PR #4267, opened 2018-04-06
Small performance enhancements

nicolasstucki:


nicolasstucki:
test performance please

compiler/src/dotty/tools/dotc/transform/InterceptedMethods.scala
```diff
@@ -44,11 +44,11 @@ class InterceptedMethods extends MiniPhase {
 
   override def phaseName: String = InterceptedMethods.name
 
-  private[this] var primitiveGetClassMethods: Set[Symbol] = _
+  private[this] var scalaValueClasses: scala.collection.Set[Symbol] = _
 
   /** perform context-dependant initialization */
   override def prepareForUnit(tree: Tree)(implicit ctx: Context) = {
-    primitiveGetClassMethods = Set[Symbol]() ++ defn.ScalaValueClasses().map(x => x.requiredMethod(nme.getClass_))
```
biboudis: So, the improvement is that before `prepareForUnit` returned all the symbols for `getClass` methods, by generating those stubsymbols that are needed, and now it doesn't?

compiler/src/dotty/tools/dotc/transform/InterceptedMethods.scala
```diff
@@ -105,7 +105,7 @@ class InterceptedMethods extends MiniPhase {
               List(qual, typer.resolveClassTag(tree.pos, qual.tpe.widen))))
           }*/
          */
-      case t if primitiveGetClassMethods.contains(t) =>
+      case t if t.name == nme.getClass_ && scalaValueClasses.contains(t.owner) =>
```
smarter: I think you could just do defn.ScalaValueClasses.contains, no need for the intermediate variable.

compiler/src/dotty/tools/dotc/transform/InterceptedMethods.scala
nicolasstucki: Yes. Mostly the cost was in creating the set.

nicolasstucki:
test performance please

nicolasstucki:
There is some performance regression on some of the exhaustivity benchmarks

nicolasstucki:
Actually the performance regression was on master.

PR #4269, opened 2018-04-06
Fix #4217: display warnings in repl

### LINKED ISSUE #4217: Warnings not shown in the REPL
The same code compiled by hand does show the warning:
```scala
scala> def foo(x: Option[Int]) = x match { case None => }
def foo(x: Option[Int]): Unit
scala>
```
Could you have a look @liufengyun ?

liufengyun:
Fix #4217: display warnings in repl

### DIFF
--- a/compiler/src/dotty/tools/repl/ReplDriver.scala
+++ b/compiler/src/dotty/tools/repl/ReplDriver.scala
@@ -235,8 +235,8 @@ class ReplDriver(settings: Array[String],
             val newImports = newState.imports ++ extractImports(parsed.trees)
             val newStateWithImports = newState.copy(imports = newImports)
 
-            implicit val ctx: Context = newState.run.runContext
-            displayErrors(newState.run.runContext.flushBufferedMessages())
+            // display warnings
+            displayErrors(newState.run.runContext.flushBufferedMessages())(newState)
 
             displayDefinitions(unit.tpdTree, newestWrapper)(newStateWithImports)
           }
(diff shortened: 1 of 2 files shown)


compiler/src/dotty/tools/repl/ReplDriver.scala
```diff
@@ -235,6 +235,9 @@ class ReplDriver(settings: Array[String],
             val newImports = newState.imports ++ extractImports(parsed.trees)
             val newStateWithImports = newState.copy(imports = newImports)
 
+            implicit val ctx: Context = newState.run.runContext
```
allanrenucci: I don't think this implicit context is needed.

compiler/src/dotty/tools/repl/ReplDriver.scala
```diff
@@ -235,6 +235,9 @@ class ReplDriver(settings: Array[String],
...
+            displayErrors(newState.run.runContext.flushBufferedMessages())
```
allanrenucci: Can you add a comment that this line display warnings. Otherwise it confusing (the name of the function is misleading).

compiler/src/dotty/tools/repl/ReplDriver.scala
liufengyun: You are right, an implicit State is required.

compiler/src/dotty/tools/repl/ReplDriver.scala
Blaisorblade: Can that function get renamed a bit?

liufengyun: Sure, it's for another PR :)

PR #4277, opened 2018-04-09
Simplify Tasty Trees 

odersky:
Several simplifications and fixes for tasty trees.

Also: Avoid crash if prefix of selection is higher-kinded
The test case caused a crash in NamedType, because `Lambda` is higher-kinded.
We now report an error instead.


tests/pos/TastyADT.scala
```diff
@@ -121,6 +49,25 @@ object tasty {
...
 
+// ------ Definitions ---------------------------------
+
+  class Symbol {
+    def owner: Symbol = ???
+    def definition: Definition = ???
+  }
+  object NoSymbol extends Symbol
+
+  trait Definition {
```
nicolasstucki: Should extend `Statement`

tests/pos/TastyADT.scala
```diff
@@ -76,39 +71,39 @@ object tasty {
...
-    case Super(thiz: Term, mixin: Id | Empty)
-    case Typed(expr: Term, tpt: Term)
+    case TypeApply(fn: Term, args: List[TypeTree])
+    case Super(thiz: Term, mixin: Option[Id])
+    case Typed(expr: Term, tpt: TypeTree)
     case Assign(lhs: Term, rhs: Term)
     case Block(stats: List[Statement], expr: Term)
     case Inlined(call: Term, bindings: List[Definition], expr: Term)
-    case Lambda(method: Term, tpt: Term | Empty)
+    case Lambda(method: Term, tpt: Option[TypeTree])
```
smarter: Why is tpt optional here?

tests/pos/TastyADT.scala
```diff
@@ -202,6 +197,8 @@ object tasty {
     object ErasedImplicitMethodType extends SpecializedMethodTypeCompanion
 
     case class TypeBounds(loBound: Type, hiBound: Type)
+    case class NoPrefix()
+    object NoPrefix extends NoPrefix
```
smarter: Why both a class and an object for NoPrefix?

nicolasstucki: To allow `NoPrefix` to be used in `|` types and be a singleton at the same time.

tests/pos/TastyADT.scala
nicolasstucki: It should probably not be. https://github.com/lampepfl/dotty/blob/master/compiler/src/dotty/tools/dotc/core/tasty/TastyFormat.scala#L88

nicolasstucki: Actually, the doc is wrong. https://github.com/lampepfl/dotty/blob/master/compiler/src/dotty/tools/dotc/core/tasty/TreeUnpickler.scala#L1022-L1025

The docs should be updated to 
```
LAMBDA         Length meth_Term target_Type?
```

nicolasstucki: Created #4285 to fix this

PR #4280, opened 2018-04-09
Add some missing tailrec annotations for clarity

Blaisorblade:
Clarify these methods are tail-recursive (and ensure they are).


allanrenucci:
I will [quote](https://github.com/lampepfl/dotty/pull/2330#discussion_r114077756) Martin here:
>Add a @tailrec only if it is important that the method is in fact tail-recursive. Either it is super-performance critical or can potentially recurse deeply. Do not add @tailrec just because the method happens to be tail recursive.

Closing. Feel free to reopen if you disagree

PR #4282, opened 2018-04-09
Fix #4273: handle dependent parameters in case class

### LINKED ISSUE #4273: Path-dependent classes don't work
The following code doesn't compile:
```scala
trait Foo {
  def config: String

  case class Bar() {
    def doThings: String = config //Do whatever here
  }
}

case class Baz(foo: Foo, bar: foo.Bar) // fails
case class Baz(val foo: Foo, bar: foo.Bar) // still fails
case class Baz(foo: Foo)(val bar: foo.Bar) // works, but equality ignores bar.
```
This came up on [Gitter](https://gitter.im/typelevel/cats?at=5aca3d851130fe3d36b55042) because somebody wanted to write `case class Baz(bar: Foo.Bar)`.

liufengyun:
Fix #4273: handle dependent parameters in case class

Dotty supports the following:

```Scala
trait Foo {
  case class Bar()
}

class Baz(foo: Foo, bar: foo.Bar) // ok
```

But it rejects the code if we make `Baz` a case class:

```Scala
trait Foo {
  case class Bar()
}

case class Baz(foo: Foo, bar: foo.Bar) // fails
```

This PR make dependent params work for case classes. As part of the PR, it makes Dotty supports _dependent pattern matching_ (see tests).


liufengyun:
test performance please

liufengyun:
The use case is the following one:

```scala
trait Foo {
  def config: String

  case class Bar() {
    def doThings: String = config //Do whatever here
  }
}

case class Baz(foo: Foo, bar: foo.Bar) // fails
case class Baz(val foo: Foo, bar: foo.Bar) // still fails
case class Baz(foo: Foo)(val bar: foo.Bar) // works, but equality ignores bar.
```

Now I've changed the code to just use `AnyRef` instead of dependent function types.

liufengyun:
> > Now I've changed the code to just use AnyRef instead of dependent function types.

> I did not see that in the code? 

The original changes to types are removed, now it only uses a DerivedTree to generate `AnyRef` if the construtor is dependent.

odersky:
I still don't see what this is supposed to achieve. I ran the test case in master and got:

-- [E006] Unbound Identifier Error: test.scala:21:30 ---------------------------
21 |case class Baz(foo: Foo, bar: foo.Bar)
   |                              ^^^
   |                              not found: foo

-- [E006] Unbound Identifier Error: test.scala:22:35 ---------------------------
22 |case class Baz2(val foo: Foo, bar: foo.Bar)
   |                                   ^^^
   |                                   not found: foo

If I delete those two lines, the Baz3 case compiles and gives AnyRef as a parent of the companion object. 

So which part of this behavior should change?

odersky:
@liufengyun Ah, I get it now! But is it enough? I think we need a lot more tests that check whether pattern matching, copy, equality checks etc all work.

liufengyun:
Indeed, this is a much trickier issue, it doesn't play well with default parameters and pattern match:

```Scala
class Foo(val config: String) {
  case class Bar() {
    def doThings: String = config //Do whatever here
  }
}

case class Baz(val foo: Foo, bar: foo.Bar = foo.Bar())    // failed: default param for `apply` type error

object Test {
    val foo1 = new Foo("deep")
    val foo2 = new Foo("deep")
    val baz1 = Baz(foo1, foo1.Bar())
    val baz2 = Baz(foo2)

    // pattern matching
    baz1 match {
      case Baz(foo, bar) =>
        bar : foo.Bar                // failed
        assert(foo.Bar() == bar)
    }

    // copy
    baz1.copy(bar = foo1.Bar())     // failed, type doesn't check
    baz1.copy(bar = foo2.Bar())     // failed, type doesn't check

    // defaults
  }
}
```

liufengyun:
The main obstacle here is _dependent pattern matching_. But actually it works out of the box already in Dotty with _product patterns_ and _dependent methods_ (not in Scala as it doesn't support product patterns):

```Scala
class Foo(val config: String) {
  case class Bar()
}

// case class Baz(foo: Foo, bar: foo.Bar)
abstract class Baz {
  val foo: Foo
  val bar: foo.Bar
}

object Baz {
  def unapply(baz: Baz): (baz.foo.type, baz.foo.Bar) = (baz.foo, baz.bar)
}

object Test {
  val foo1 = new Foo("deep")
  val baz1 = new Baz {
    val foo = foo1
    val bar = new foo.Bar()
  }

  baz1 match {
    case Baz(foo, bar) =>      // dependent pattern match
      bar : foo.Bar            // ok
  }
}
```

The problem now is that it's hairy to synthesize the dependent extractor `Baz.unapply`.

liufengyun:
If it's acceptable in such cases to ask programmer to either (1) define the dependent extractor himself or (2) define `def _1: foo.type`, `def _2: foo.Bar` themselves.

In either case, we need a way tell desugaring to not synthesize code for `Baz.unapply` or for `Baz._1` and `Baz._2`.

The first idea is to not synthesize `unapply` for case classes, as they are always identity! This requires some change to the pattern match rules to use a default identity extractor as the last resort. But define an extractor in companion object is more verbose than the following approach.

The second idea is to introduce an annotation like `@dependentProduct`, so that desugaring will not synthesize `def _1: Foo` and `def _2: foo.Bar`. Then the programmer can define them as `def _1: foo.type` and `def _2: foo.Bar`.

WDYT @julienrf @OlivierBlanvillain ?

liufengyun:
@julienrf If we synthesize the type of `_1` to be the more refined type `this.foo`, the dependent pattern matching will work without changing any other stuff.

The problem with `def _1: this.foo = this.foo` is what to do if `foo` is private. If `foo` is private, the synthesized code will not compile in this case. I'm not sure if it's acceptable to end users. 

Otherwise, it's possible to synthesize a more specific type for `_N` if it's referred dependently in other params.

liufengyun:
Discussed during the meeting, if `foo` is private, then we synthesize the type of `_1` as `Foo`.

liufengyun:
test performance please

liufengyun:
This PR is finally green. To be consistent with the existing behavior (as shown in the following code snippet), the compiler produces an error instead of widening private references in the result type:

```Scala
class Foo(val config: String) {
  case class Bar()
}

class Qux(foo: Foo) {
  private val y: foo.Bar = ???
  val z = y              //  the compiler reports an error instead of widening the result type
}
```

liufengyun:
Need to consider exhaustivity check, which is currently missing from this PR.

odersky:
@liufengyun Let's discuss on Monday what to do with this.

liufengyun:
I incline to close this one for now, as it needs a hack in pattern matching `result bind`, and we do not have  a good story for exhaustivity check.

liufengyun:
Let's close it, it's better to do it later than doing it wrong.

● **WHAT IS BEING ASKED**
Check each line of the records for "owner" and copy the ones that contain it.

● **SOLUTION FOR THIS EXERCISE**
+      case t if t.name == nme.getClass_ && scalaValueClasses.contains(t.owner) =>
+    def owner: Symbol = ???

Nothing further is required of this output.